84. A method of diagnosing an immune response in a subject, comprising detecting a level of expression, activity and/or function of one or more signature genes or one or more products of one or more signature genes selected from those listed in Table 1 and those listed in Table 2 and comparing the detected level to a control of level of signature gene or gene product expression, activity and/or function, wherein a difference in the detected level and the control level indicates that the presence of an immune response in the subject.

85. The method of claim 84, wherein the immune response is an autoimmune response.

86. The method of claim 84, wherein the immune response is an inflammatory response.

87. A method of monitoring an immune response in a subject, comprising detecting a first level of expression, activity and/or function of one or more signature genes or one or more products of one or more signature genes selected from those listed in Table 1 or Table 2 at a first time point, detecting a second level of expression, activity and/or function of the one or more signature genes or one or more products of one or more signature genes selected from those listed in Table 1 or Table 2 at a second time point, and comparing the first detected level of expression, activity and/or function with the second detected level of expression, activity and/or function, wherein a change in the first and second detected levels indicates a change in the immune response in the subject.

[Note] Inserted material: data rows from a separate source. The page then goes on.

PR #950, opened 2021-05-10
offer to run a shell after an autoinstall fails

mwhudson:
otherwise, especially on a serial console, there is not really any way
to debug what is going on.

also, when non-interactive defer setting the applicationstate to ERROR
until the information in the error report has been collected and the
error-commands have run.

### DIFF
--- a/subiquity/client/client.py
+++ b/subiquity/client/client.py
@@ -234,6 +234,11 @@ class SubiquityClient(TuiApplication):
             elif confirm_task is not None:
                 confirm_task.cancel()
                 confirm_task = None
+            if app_state == ApplicationState.ERROR:
+                await asyncio.sleep(1)
+                print("An error occurred. Press enter to start a shell")
+                await run_in_thread(input)
+                os.execvp("/bin/bash", ["/bin/bash"])
             try:
                 app_status = await self.client.meta.status.GET(
                     cur=app_state)
--- a/subiquity/server/server.py
+++ b/subiquity/server/server.py
@@ -308,7 +308,12 @@ class SubiquityServer(Application):
         await report._info_task
         Error = getattr(self.controllers, "Error", None)
         if Error is not None and Error.cmds:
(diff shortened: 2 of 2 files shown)


dbungert (commented):
I love the idea and had a crash handy, so I rebased a copy of my branch to this but found that I didn't see the terminal on serial.
Let me retest again and see if I get different results - I assume we should get the shell prompt in the exception case?

mwhudson:
I tried this in dry-run mode (using SUBIQUITY_DEBUG=install-fail) but I haven't tried in a VM. Seems like that would be a good thing to do...

dbungert:
Did a new version of this test and it's working for me.  I'll think about the other case.

Interesting detail - schema validation failure on serial produces helpful output, whereas that output is sent elsewhere in the non-serial case.  Example serial output follows:

connecting...  
waiting for cloud-init...  
An error occurred. Press enter to start a shell
finish: subiquity/Updates/load_autoinstall_data: 'justno' is not one of ['security', 'all']

Failed validating 'enum' in schema:
    {'enum': ['security', 'all'], 'type': 'string'}

On instance:
    'justno'

dbungert (approved):

mwhudson:
> Interesting detail - schema validation failure on serial produces helpful output, whereas that output is sent elsewhere in the non-serial case

What do you mean by "non-serial case" -- it should be the same in all clients, or at least, that's the idea...

dbungert:
So I used a modified version of my kvm-test script that I have started in another PR, and intentionally gave it bad autoinstall data as a method to try to trigger the shell behavior in this PR, and it did so.
If I told kvm to give me a serial connection (-nographic -append console=ttyS0), I get both the shell and the schema validation failure output on the serial terminal.
If I don't run in serial, the schema validation output is not shown on the same terminal as the one that offers me a shell prompt.
I can write up more concrete steps if this is interesting.

PR #953, opened 2021-05-12
include the traceback in the response when a server method fails

mwhudson:
example:

$ curl  --unix-socket .subiquity/socket a/dry_run/crash
  File "/home/mwhudson/src/subiquity/subiquity/common/api/server.py", line 122, in handler
  File "/home/mwhudson/src/subiquity/subiquity/server/dryrun.py", line 24, in crash_GET
    1/0
ZeroDivisionError: division by zero

### DIFF
--- a/DESIGN.md
+++ b/DESIGN.md
@@ -400,6 +400,17 @@ All of these errors result in an error report (using the same format
 as apport) being generated, before the error-commands (if any) are
 run.
 
+Error reports are represented over the API by the `ErrorReportRef`
+type. This contains enough information to find the error report and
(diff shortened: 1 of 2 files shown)


dbungert:
Do we want a more sophisticated response packet?
Like maybe we could return an object and have traceback be one of the values present and we can add more stuff later.

mwhudson:
There already is more sophisticated stuff in the headers. I added a blurb to DESIGN.md about how that works.

This is just a hack for development really.

dbungert (approved):

PR #956, opened 2021-05-14
Split unit / integration tests a bit

dbungert:
Unit tests should be quick and run frequently.
Integration tests can be longer and run less often.
Split them up.


mwhudson (approved):
Makes sense, :+1:

PR #957, opened 2021-05-20
Don't redundantly remove from the overlay list

dbungert:
There are two places that remove from this list, and the current arm64
crash is running into a scenario where we try to remove from the
overlays list only to find that it's not actually there.
So don't remove if it's already gone.

LP: #1925068

### DIFF
--- a/subiquity/client/client.py
+++ b/subiquity/client/client.py
@@ -400,7 +400,8 @@ class SubiquityClient(TuiApplication):
             self.ui.body.show_stretchy_overlay(overlay)
 
     def remove_global_overlay(self, overlay):
-        self.global_overlays.remove(overlay)
+        if overlay in self.global_overlays:
+            self.global_overlays.remove(overlay)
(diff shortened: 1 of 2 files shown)


mwhudson (approved):
In part I don't like this -- it's a bug for an overlay not in global_overlays to be removed! -- but that shouldn't stand in the way of fixing an actual problem affecting actual users. So feel free to merge!

Just spitballing now, but probably we should handle global overlays in a more, er, global way by having subiquitycore.ui.frame.SubiquityCoreUI (or the subiquity-specific subclass) have a list of overlays and render them over the currently selected body (done sufficiently generically, subiquitycore.view.BaseView could use the same code and then the horrific logic in that class' remove_overlay method can go away).

dbungert:
I agree completely on this being the wrong answer, which is why I didn't move forward on a PR like this a week or two ago.  I do think it helps make a crash less bad though.

PR #959, opened 2021-05-25
Open the permissions on the socket

dbungert:
Installer clients can be non-root.
Installer clients run in an environment where root is just a
password-less sudo away.

### DIFF
--- a/subiquity/common/api/server.py
+++ b/subiquity/common/api/server.py
@@ -14,6 +14,7 @@
 # along with this program.  If not, see <http://www.gnu.org/licenses/>.
 
 import inspect
+import os
 import traceback
 
 from aiohttp import web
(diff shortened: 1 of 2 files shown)


dbungert:
@mwhudson Would we want to do something similar for the socket started by subiquity/client/controllers/network.py?

mwhudson (approved):
TIL there's no way (beyond umask) to set the permissions of a unix socket when it is created.

It probably makes sense to do this for the "reverse" connections too (or do the other thing and switch that stuff over to websockets).

dbungert:
>> Would we want to do something similar for the socket started by subiquity/client/controllers/network.py
> It probably makes sense to do this for the "reverse" connections too (or do the other thing and switch that stuff over to websockets).

Does this refer to the client thing above or is this something eles?

mwhudson:
Yes, that's what I meant sorry.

88. The method of claim 87, wherein the immune response is an autoimmune response.

89. The method of claim 87, wherein the immune response is an inflammatory response.

90. A method of monitoring an immune response in a subject, comprising isolating a population of T cells from the subject at a first time point, determining a first ratio of T cell subtypes within the T cell population at the first time point, isolating a population of T cells from the subject at a second time point, determining a second ratio of T cell subtypes within the T cell population at the second time point, and comparing the first and second ratio of T cell subtypes, wherein a change in the first and second detected ratios indicates a change in the immune response in the subject.

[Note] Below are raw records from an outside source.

PR #1556, opened 2023-02-08
storage/v2: allow unformatted partition creation

dbungert:
Previously unformatted partition creation was blocked, but supplying None does seem to do the right thing, and we want to support creation of unformatted partitions.  Allow it and add a API test to help document it as an intended feature.


mwhudson (approved):
Looks fine, I see Partition.format was already Optional in types.py so nothing to clean up there

dbungert:
@jpnurmi FYI

PR #1559, opened 2023-02-13
Stop calling ssh-import-id as part of the CI - use mock responses instead

ogayot:
We now have 3 different dry-run strategies for ssh key imports:

* success: fake a successful key import
* failure: fake a failed key import
* run-on-host: actually run ssh-import-id

Through a dry-run-config file, we can choose which strategy applies based on the username.

By default, the policy is as follows:
* username 'heracles' uses the fake successful key import
* username 'sisyphus' uses the fake failed key import
* any other username runs ssh-import-id


dbungert (approved):
Nice.  Add a comment then I think this is good for merge.

PR #1560, opened 2023-02-13
Fix unittest using timedatectl failing in chroot

ogayot:
I've upgraded my desktop to lunar and sadly this broke all the async unittests that use parameterized.

Until what needs fixing is fixed, I will run unittests in a chroot. Sadly, there is one test that fails because its behavior is dependent on the presence of /run/systemd/system ; so I'm making sure to does not.


dbungert (approved):
Interesting!  This does pass for me on Lunar, but I think mocking it is prudent.

mwhudson (approved):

91. The method of claim 90, wherein the first ratio and the second ratio comprise a comparison of the level of Thl7 cells to non-Thl7 cells in the first and second T cell populations.

92. The method of claim 90, wherein the non-Thl7 cell is a regulatory T cell (Treg).

93. The method of claim 90, wherein the first ratio and the second ratio comprise a comparison of the level of pathogenic Thl7 cells to non-pathogenic Thl7 cells in the first and second T cell populations.

94. The method of claim 90, wherein the immune response is an autoimmune response.

95. The method of claim 90, wherein the immune response is an inflammatory response.